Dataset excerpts

##########

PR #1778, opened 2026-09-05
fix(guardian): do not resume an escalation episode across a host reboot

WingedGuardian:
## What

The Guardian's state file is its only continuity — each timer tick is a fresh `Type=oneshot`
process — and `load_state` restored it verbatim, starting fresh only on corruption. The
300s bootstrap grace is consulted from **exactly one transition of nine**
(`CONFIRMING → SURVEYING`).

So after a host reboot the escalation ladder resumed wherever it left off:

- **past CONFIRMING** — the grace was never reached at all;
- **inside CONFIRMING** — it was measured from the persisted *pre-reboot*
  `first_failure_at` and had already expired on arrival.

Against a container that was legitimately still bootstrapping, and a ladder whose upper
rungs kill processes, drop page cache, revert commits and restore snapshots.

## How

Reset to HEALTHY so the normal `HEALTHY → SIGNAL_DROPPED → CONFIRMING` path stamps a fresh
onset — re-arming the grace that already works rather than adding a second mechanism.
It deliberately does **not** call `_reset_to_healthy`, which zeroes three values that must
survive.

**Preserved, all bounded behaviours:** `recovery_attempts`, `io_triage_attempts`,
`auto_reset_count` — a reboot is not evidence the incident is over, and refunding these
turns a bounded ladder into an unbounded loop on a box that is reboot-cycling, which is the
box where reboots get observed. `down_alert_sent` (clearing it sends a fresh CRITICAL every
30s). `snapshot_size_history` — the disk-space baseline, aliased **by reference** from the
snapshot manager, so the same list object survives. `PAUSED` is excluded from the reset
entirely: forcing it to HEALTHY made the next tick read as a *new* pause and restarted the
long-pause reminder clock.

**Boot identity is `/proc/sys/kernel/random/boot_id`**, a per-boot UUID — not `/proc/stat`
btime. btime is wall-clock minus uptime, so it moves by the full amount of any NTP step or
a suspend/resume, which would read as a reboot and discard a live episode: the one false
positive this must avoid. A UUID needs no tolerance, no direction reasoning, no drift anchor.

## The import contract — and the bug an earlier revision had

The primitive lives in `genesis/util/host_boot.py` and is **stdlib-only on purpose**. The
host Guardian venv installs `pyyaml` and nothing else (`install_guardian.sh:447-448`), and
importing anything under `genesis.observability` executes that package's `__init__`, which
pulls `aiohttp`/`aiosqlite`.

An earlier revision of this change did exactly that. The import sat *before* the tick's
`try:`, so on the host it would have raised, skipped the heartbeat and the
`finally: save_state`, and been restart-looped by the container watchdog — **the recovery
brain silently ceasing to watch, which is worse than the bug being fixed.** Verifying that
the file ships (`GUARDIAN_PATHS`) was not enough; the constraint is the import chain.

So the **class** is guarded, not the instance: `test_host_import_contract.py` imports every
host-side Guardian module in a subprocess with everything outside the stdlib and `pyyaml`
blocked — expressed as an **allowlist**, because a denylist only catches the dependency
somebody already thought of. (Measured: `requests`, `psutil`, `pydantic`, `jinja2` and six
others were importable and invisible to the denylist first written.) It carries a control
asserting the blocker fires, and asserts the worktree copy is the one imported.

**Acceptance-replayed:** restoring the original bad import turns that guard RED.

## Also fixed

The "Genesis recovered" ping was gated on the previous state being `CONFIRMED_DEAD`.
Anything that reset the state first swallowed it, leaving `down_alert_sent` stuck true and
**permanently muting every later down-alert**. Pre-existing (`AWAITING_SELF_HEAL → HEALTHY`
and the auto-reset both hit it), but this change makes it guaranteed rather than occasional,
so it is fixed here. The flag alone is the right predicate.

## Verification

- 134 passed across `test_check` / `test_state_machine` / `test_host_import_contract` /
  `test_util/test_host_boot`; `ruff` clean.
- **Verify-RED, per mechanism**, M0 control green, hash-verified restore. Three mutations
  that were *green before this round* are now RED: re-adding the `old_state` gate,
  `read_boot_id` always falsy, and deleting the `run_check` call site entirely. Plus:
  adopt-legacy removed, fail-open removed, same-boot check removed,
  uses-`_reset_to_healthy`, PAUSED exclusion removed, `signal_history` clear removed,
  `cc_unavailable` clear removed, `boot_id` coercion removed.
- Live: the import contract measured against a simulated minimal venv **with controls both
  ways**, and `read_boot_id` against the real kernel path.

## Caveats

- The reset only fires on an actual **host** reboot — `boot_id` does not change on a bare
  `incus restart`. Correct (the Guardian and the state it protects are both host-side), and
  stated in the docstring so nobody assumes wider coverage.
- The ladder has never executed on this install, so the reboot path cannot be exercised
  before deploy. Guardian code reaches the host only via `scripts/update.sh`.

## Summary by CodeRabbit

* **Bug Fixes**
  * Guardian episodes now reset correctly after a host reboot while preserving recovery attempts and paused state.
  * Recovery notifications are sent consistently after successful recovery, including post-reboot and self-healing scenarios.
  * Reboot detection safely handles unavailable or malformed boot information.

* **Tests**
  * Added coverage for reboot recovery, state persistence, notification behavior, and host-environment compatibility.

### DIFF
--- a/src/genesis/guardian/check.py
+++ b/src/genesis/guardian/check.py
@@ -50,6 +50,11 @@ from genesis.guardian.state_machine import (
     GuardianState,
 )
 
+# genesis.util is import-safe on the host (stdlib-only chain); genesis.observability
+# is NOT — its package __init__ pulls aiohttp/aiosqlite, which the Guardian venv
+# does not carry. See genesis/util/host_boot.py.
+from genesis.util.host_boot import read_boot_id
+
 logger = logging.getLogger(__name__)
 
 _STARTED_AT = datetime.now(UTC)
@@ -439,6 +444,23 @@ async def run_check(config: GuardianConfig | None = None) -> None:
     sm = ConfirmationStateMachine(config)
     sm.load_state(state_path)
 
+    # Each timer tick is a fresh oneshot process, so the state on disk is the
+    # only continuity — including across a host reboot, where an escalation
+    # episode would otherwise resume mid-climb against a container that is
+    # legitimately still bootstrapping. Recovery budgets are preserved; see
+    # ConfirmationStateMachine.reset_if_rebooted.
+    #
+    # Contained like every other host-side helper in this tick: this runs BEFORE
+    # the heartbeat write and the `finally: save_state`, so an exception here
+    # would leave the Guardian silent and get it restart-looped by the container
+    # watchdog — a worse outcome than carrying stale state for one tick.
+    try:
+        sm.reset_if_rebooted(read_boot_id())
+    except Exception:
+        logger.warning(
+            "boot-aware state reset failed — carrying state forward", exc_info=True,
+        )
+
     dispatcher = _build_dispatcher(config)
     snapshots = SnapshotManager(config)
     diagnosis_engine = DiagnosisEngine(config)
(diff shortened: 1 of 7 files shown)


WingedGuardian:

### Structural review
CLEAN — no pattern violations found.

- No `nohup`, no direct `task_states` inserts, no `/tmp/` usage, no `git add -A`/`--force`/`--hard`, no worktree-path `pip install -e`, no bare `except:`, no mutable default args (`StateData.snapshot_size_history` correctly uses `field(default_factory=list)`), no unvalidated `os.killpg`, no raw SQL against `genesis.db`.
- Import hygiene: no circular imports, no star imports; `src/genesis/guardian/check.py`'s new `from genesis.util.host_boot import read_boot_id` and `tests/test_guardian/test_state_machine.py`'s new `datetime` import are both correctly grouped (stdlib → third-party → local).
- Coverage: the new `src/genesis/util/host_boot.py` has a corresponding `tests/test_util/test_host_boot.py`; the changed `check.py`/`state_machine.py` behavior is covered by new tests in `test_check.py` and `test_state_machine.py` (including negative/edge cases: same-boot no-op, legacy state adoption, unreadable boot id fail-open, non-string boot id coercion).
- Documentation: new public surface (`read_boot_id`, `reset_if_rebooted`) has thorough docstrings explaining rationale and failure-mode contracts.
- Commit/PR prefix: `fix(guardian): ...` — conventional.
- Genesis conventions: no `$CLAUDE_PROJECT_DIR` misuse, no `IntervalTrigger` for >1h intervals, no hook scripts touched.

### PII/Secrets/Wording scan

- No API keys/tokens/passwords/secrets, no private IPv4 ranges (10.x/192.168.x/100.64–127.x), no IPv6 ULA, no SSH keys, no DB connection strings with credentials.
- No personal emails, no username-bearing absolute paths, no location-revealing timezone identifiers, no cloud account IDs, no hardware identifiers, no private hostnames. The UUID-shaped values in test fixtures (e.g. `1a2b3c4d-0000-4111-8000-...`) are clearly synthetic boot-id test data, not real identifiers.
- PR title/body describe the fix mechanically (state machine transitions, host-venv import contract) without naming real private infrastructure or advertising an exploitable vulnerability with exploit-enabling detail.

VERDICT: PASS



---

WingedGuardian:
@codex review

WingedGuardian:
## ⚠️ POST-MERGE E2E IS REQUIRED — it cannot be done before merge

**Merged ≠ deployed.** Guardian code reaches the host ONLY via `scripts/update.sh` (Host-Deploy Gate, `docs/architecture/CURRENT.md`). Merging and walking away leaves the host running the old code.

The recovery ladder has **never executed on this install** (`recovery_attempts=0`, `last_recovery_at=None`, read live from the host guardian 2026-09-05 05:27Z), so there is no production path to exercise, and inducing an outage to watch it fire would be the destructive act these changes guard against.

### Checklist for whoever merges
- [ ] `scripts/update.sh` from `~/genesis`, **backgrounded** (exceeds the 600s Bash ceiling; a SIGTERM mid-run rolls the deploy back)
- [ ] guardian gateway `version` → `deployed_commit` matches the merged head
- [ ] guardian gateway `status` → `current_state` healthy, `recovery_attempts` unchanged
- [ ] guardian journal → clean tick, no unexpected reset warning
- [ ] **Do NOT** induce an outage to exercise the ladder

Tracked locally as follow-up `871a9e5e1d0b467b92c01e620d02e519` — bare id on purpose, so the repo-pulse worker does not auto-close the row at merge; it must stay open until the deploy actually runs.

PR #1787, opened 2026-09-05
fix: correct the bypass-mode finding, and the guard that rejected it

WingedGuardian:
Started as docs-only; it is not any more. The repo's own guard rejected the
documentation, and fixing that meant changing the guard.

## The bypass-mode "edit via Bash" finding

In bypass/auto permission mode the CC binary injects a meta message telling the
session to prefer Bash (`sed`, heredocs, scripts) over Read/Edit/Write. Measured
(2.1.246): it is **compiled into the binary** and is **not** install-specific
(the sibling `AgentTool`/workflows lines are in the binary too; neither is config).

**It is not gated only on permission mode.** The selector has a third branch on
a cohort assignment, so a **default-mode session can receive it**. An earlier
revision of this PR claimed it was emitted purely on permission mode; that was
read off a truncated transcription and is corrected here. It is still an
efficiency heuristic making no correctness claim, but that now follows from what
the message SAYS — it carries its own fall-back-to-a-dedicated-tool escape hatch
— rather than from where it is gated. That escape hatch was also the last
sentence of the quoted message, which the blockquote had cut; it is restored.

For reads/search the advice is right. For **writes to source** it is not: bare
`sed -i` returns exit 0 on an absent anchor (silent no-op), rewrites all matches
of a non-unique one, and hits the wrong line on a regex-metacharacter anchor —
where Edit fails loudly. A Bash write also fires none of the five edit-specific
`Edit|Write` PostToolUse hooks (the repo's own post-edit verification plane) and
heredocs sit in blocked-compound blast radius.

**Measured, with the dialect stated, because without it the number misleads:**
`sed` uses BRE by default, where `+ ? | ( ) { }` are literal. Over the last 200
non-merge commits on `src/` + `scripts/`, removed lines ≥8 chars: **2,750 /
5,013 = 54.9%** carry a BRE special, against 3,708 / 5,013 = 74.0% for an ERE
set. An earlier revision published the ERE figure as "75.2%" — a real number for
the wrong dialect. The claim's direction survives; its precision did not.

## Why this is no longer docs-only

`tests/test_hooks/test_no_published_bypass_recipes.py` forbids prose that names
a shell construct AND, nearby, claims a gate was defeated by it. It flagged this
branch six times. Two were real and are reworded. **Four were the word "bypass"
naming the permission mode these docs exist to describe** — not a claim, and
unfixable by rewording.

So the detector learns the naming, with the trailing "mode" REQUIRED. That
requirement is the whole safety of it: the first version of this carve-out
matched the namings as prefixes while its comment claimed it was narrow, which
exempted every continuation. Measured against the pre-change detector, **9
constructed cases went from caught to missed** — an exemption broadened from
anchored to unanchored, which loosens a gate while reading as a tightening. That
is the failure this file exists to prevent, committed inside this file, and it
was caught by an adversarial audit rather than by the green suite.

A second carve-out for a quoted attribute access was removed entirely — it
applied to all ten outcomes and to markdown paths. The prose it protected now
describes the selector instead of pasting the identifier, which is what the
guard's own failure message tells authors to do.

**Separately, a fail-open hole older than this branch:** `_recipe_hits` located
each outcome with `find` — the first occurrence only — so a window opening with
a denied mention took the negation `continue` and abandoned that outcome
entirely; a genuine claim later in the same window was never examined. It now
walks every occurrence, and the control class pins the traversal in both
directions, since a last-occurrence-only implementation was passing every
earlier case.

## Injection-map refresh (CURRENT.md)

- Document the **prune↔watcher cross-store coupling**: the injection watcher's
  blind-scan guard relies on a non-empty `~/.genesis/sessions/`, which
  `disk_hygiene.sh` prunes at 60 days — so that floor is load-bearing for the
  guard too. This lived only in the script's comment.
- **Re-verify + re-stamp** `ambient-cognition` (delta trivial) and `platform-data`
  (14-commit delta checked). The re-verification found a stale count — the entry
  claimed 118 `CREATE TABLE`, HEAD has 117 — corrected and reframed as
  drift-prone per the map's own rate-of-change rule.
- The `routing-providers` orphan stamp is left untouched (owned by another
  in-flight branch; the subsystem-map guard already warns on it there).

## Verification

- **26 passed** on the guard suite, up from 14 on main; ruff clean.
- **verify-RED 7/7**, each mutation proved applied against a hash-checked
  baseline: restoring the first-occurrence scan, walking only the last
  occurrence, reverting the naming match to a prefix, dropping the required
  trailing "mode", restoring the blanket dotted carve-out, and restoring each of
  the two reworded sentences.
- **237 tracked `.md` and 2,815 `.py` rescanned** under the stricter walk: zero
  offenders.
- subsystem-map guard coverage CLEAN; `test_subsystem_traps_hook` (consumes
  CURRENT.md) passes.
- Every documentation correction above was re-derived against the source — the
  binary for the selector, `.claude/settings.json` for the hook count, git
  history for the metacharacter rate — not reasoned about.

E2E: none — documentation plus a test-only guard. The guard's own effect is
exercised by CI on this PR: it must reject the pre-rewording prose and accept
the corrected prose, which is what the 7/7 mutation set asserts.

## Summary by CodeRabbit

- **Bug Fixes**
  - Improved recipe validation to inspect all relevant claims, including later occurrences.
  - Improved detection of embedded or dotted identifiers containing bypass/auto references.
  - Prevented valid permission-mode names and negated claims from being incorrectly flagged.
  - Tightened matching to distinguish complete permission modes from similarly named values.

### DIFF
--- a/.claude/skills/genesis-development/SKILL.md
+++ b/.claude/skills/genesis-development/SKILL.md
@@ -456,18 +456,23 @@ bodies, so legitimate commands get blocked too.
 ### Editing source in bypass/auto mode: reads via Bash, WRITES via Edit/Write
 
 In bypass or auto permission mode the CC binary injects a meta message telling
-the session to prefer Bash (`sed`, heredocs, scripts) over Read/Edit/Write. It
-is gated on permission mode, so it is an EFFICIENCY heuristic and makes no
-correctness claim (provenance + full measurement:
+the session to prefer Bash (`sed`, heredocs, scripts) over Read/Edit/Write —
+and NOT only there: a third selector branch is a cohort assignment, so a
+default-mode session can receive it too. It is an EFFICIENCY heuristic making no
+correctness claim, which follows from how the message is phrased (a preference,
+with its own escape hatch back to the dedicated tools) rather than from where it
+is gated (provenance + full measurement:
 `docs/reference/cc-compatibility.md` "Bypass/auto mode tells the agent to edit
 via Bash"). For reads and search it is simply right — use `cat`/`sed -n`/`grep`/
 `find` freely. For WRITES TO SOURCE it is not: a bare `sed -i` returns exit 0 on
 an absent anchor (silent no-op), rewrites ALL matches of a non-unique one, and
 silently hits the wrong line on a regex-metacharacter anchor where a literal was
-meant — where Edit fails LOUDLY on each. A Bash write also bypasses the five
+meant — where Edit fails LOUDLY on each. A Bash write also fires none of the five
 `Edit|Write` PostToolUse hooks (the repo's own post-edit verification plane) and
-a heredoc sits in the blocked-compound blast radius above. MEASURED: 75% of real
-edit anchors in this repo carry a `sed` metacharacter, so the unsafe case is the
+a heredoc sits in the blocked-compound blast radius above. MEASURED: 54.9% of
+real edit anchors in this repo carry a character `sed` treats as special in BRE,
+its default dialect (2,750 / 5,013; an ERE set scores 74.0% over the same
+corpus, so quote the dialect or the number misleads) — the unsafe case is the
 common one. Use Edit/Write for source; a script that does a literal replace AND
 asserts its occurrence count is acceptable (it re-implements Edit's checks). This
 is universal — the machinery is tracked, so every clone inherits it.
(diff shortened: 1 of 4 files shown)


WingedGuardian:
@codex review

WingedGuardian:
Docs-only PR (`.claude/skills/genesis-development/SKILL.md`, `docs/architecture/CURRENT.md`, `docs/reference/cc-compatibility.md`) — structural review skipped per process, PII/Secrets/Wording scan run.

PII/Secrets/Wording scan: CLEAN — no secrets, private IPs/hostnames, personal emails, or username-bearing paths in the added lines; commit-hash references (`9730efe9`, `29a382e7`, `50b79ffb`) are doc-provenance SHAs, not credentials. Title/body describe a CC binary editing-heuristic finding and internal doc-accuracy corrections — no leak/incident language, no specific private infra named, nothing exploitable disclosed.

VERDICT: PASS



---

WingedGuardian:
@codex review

##########

Go through the records. Copy each line where "purpose" appears.

The primitive lives in `genesis/util/host_boot.py` and is **stdlib-only on purpose**. The
Tracked locally as follow-up `871a9e5e1d0b467b92c01e620d02e519` — bare id on purpose, so the repo-pulse worker does not auto-close the row at merge; it must stay open until the deploy actually runs.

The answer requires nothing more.